**Task brief**: The records below are to be transcribed in full, exactly as given.
=== Begin Enclosure ===
PR #479, opened 2020-08-24
Replace api.ooni.io address with new one

hellais:


sarathms:
The tests fail because the API endpoint isn't reachable at the moment.

hellais:
@sarathms is this still relevant? Should we close it?

sarathms:
We went ahead with this change in another PR and have now also reverted to `api.ooni.io`. Closing this.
=== End Enclosure ===
**Solution**:
PR #479, opened 2020-08-24
Replace api.ooni.io address with new one

hellais:


sarathms:
The tests fail because the API endpoint isn't reachable at the moment.

hellais:
@sarathms is this still relevant? Should we close it?

sarathms:
We went ahead with this change in another PR and have now also reverted to `api.ooni.io`. Closing this.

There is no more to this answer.